Como si mis bolas no me odiaran lo suficiente, mi voz sube una


octava.

—No hagas eso. Luke está viniendo. Y si las quitas, me importa una
mierda que mi mejor amigo esté viviendo después de tener su corazón
pisoteado esta noche por su ex.

—Ayyy. Ah nooo. —Saca sus bragas y yo lloriqueo. Sonriendo, ella


pregunta—: ¿Qué pasó?

—Esas malditas bragas pasaron.

Inclinando la cabeza y con la mano en la cadera, ella sonríe. Tan


jodidamente sexy.
—Me refería a qué le pasó a Luke.

Oh.

—Larga historia, pero él quiere pasar y no sé, consuelo o algo así. Una
vez que abrimos la inundación personal, hemos sido unos coños maricas
desde entonces.

—Mostrar emociones no te hace un marica, y ¿pensé que te gustaba


el coño?

—Comerlo. Follarlo. Hacer que se corra. Hacerle el amor. Toma tu


elección, pero actuar como uno no es atractivo.

Ella pone los ojos en blanco.

—Deshazte de esa erección y yo me vestiré.

Mientras me pongo los pantalones, le pregunto:

—¿Seguro que está bien que él pase?

Como si fuera la pregunta más ridícula, dice:

—Por supuesto. Estas siendo un buen amigo. Voy a tomar un baño.


Podemos retomarlo donde lo dejamos más tarde esta noche.

—¿Con los zapatos?

—Es por eso que los compre. Les daré a los dos charlatanes algo de
privacidad. —Sacude su trasero y entra el baño.
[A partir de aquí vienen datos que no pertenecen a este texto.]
PR #288, opened 2020-11-10
Rootmodule diagnostics

### LINKED ISSUE #270: Generate all diagnostics
#269 Will deliver preliminary support for hcl parsing and diagnostics one file at a time. The spec however, details calculating all diagnostics for the project

>if a language has a project system (for example C#) diagnostics are not cleared when a file closes. When a project is opened all diagnostics for all files are recomputed (or read from a cache).

appilon:
This refactor based on the new decoder architecture brings the language server as close as possible to having project wide diagnostics #270 . Diagnostics are calculated for the entire rootmodule on file open and change. It does mean that a user that has several rootmodules open won't see diagnostics far a particular rootmodule (effectively folder) until a file is opened within a that rootmodule. 

Closes #270


internal/terraform/rootmodule/types.go
```diff
@@ -76,7 +76,7 @@ type RootModule interface {
 	MergedSchema() (*schema.BodySchema, error)
 	IsParsed() bool
 	ParseFiles() error
-	ParsedDiagnostics() hcl.Diagnostics
+	ParsedDiagnostics() map[string]hcl.Diagnostics
```
appilon, line 79: @radeksimko I had to track the diagnostics per file, as it played nicer with the LSP.

internal/lsp/diagnostics.go
```diff
@@ -17,3 +17,24 @@ func HCLSeverityToLSP(severity hcl.DiagnosticSeverity) lsp.DiagnosticSeverity {
...
+		// only process diagnostics with an attributable spot in the code
+		if hclDiag.Subject != nil {
+			msg := hclDiag.Summary
+			if hclDiag.Detail != "" {
+				msg += ": " + hclDiag.Detail
+			}
+			diags = append(diags, lsp.Diagnostic{
+				Range:    HCLRangeToLSP(*hclDiag.Subject),
+				Severity: HCLSeverityToLSP(hclDiag.Severity),
+				Source:   "Terraform",
```
appilon, line 34: Previously I had this set to `HCL`, however now I think since the diagnostics are coming from the decoder, they could be interpreted as not just syntax, but also provider schema specific? Therefore I thought saying the source was `Terraform` was most appropriate, let me know if that is an incorrect interpretation

langserver/diagnostics/diagnostics.go
```diff
@@ -3,81 +3,59 @@ package diagnostics
 import (
 	"context"
 	"log"
+	"path/filepath"
 	"sync"
 
 	"github.com/creachadair/jrpc2"
-	"github.com/hashicorp/hcl/v2/hclparse"
+	"github.com/hashicorp/hcl/v2"
+	"github.com/hashicorp/terraform-ls/internal/filesystem"
```
radeksimko, line 11: I guess it's a nitpick, but we should probably extract the `uri*` stuff into its own dedicated `internal/uri` package, it feels awkward to be importing the whole `filesystem` just because of that function.

internal/lsp/diagnostics.go
```diff
@@ -17,3 +17,24 @@ func HCLSeverityToLSP(severity hcl.DiagnosticSeverity) lsp.DiagnosticSeverity {
 	}
 	return sev
 }
+
+func HCLDiagsToLSP(hclDiags hcl.Diagnostics) []lsp.Diagnostic {
+	diags := []lsp.Diagnostic{}
+
+	for _, hclDiag := range hclDiags {
+		// only process diagnostics with an attributable spot in the code
```
radeksimko, line 25: Why do we omit subject-less diagnostics here? 🤔 

I'm not sure what kind of diagnostics these may be in practice, so it's hard for me to judge the impact, I just remember that in case of Terraform's own diags (e.g. exposed via `terraform validate` or by any command which parses code really) this is more common than we'd like.

For example providers are common source of such diags, because provider blocks are technically optional in the configuration: https://github.com/hashicorp/terraform/issues/20121

radeksimko (approved):
LGTM, just one question about the subject-less diags.

internal/lsp/diagnostics.go
appilon: I don't have any good reason really, I'll see what the UX is like for a non subject diag

langserver/diagnostics/diagnostics.go
appilon: I can do that in this PR, I think URIs (within the context of this project) is somewhat LSP specific, so could it move to `ilsp`?

appilon:
@radeksimko I moved `uri` to it's own pkg, I stopped suppressing subjectless diagnostics, and simply ensured a zero'd range is provided (So in theory a diagnostic will be attributed to the file, but will default to first line/column, diagnostics must have a range in LSP). PTAL

internal/lsp/diagnostics.go
radeksimko: The [spec](https://microsoft.github.io/language-server-protocol/specifications/specification-current/#diagnostic) doesn't seem to go into much detail in describing this field, but it seems to suggest that each linter should be reported with its own `Source` - in our case I reckon that would apply to `tflint` and I would think potentially to `terraform validate` too?

The key question is how does the field affect the UX or anything in practice - I have no idea 🤷‍♂️ 
So let's keep `Terraform` there for now and we can revisit that decision later as we expand diagnostics support.

internal/lsp/range.go
```diff
@@ -16,6 +16,21 @@ func HCLRangeToLSP(hclRng hcl.Range) lsp.Range {
...
+	}
+	if r.Start.Line < 0 {
+		r.Start.Line = 0
+	}
+	if r.End.Character < 0 {
+		r.End.Character = 0
+	}
+	if r.End.Line < 0 {
+		r.End.Line = 0
+	}
```
radeksimko, line 31: Was this added as a reaction to any particular edge case you ran into?

radeksimko (approved):

internal/lsp/diagnostics.go
appilon: I'll switch it back then.

internal/lsp/range.go
appilon: HCL range start with index 1, in the event there is no subject, I passed a zero'd HCL range to the converter, this would result in negative values in the LSP conversion (since LSP range is index 0), this just ensures we don't send an invalid range

radeksimko (approved):

Issue #117, opened 2020-05-26
Create/Use an alternative library for LSP structs


radeksimko:
### Current Version

```
0.2.1
```

### Use-cases

LS needs a library to represent LSP requests and responses and reflect the reality where clients and servers move at a different pace and hence may not use the exact same version of LSP which could be just _strictly_ unmarshaled.

### Attempted Solutions

Currently the LS uses a fork of [sourcegraph/go-lsp](https://github.com/sourcegraph/go-lsp). The main reason it uses the fork is because it allows us to tolerate missing fields in client requests - which could be missing because the client uses later version of LSP, or just because `go-lsp` has not codified that field yet - since all structs are maintained manually and often times fields are missing.

As pointed out by @njuCZ this solution however has a flaw. Because go-lsp uses embedded structs, custom unmarshalers [may not work as expected](https://github.com/golang/go/issues/39175) and fields will be ignored due to the fact that only unmarshalers of the embedded structs are called, which are unaware of "parent" struct fields - which are in turn ignored.

### Proposal

The go-lsp maintainer agreed that a better and more maintainable solution would be generating structs from the spec in the way gopls does it, instead of trying to keep up with the LSP spec.
https://github.com/sourcegraph/go-lsp/pull/8#issuecomment-633467535

gopls maintainers are hesitant to externalizing https://github.com/golang/tools/tree/master/internal/lsp/protocol just because they can't guarantee a stable API due to the code being generated from TypeScript "spec". However govim maintains their own copy of internal packages at https://github.com/govim/govim/tree/main/cmd/govim/internal/golang_org_x_tools, including the protocol library. I was told that most bugs related to breaking changes are dealt with during the generation phase and most of the remaining ones can be caught via compilation check https://github.com/govim/govim/blob/1b85ff518040c369babbb5a090eefc3fe37bd2f1/cmd/govim/gopls_server.go#L15

With that in mind I believe we could use the same approach as govim.

PR #311, opened 2020-11-19
Replace sourcegraph/go-lsp with gopls' internal/lsp/protocol

radeksimko:
Closes https://github.com/hashicorp/terraform-ls/issues/117

The most visible difference between the two libraries is probably the change from `int` to `float` which may look awkward especially in the context of line or column numbers, but this is mostly a side effect of the code being generated from TypeScript, where `number` may or may not have a fractional part. TypeScript does not differentiate so strictly between `float` and `int` unlike Go.

### DIFF
--- a/internal/lsp/hover.go
+++ b/internal/lsp/hover.go
@@ -3,7 +3,7 @@ package lsp
 import (
 	"github.com/hashicorp/hcl-lang/lang"
 	"github.com/hashicorp/terraform-ls/internal/mdplain"
-	"github.com/sourcegraph/go-lsp"
+	lsp "github.com/hashicorp/terraform-ls/internal/protocol"
 )
 
 func HoverData(data *lang.HoverData, cc lsp.TextDocumentClientCapabilities) lsp.Hover {
--- a/internal/lsp/hover.go
+++ b/internal/lsp/hover.go
@@ -2,25 +2,21 @@ package lsp
 
 import (
 	"github.com/hashicorp/hcl-lang/lang"
-	"github.com/hashicorp/terraform-ls/internal/mdplain"
 	lsp "github.com/hashicorp/terraform-ls/internal/protocol"
 )
 
 func HoverData(data *lang.HoverData, cc lsp.TextDocumentClientCapabilities) lsp.Hover {
-	mdSupported := cc.Hover != nil &&
-		len(cc.Hover.ContentFormat) > 0 &&
+	mdSupported := len(cc.Hover.ContentFormat) > 0 &&
 		cc.Hover.ContentFormat[0] == "markdown"
 
-	value := data.Content.Value
-	if data.Content.Kind == lang.MarkdownKind && !mdSupported {
-		value = mdplain.Clean(value)
-	}
-
-	content := lsp.RawMarkedString(value)
-	rng := HCLRangeToLSP(data.Range)
+	// In theory we should be sending lsp.MarkedString (for old clients)
+	// when len(cc.Hover.ContentFormat) == 0, but that's not possible
+	// without changing lsp.Hover.Content field type to interface{}
+	//
+	// We choose to follow gopls' approach (i.e. cut off old clients).
 
 	return lsp.Hover{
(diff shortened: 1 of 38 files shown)


internal/lsp/hover.go
```diff
@@ -2,25 +2,21 @@ package lsp
...
-		value = mdplain.Clean(value)
-	}
-
-	content := lsp.RawMarkedString(value)
-	rng := HCLRangeToLSP(data.Range)
+	// In theory we should be sending lsp.MarkedString (for old clients)
+	// when len(cc.Hover.ContentFormat) == 0, but that's not possible
+	// without changing lsp.Hover.Content field type to interface{}
+	//
+	// We choose to follow gopls' approach (i.e. cut off old clients).
```
radeksimko, line 16: This was discussed briefly in https://github.com/microsoft/language-server-protocol/issues/1144#issuecomment-730321055

langserver/handlers/cancel_request.go
```diff
@@ -2,13 +2,29 @@ package handlers
...
+		return err
+	}
+
 	jrpc2.CancelRequest(ctx, id)
 	return nil
 }
+
+func decodeRequestID(v interface{}) (string, error) {
+	if val, ok := v.(string); ok {
+		return val, nil
```
radeksimko, line 23: `sourcegraph/go-lsp` actually quoted string IDs

https://github.com/sourcegraph/go-lsp/blob/219e11d77f5d414b4fe5ba7e532b277fca34c1b4/jsonrpc2.go#L25

but I'm considering that a bug which we never encountered because of how rarely strings are used by language clients (most use numbers, which in case of `go-lsp` were interpreted as `uint64` and in gopls' as `float64`). Either way, if the client expects the server to quote the ID I would consider that a bug on the client side too, because from what I can tell the spec doesn't mention anything about quoting IDs:
https://microsoft.github.io/language-server-protocol/specifications/specification-current/#requestMessage

internal/protocol/gen/gen.go
```diff
@@ -0,0 +1,59 @@
...
+	}
+
+	filename, err := filepath.Abs(args[0])
+	if err != nil {
+		log.Fatal(err)
+	}
+
+	url := fmt.Sprintf(urlFmt, goplsRef)
+
+	resp, err := http.Get(url)
```
radeksimko, line 37: This is far simpler way of extracting it compared to [govim's approach](https://github.com/govim/govim/tree/main/cmd/govim/internal/golang_org_x_tools), which we can apply just because we're only interested in the protocol structs and nothing else and thankfully everything is contained within that one file and that file does not have any non-stdlib imports.

It may need to be revisited if/when we get closer to extracting the JSON-RPC package before it's exported.

radeksimko:
CI tests will get triggered once https://github.com/hashicorp/terraform-ls/pull/313 is merged and this PR is rebased.

langserver/handlers/handlers_test.go
```diff
@@ -18,30 +17,38 @@ import (
...
+				"documentSymbolProvider": true,
+				"codeLensProvider": {},
+				"documentLinkProvider": {},
+				"documentFormattingProvider": true,
+				"documentOnTypeFormattingProvider": {
+					"firstTriggerCharacter": ""
+				},
 				"executeCommandProvider": {
-					"commands": %s
+					"commands": %q
```
appilon, line 41: This won't result in a proper array:
https://play.golang.org/p/Xjr6_HycaF9

It will be like `["one" "two"]` (missing comma). The reason this currently works is because we only have 1 command, so it is a proper array, but once it gets to 2 command it will not work

appilon (changes requested):

langserver/handlers/handlers_test.go
radeksimko: oh, I see, good point - I will fix that! 😅

radeksimko: Fixed

appilon (approved):

PR #312, opened 2020-11-20
Fix provider name/alias mixup

appilon:
Very minor mixup of the registry API response, should have used the name field. I believe all alias' on the registry is the same as the name for the official providers, however I discovered playing around, that partner (verified) providers don't have an alias, which led to a config error.

This PR still only packages official providers, but corrects the mistake. I did regenerate the provider schemas and I guess there are some recent releases that created a diff.


aeschright (approved):

radeksimko:
Am I right that this doesn't affect the UX, as it doesn't affect the exported JSON? In other words, does it need mentioning in the Changelog?

appilon:
@radeksimko correct it's not worth calling out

Luke llega poco después de que me visto y agarro dos cervezas de la


nevera. Le doy una cuando respondo a la puerta y entro a la sala de estar
con él. Sentándome, me pongo cómodo en el sofá. Él toma la silla y dice:

—No puedo entenderla.

—No creo que ella sepa lo que quiere.

Tomando un largo trago de la botella, se inclina hacia atrás.

—¿Dejo que se vaya?


—No lo sé, hombre. ¿Cómo te siente por ella? —Termino la mitad de la
cerveza mientras nos hundimos hasta las rodillas en sus emociones.

Él no duda.

—La amo.

—Allí tienes tu respuesta.

Bajando la botella, levanta la mirada, y luego frota sus manos sobre su


rostro.

—No creo que se supondría que esto sería difícil.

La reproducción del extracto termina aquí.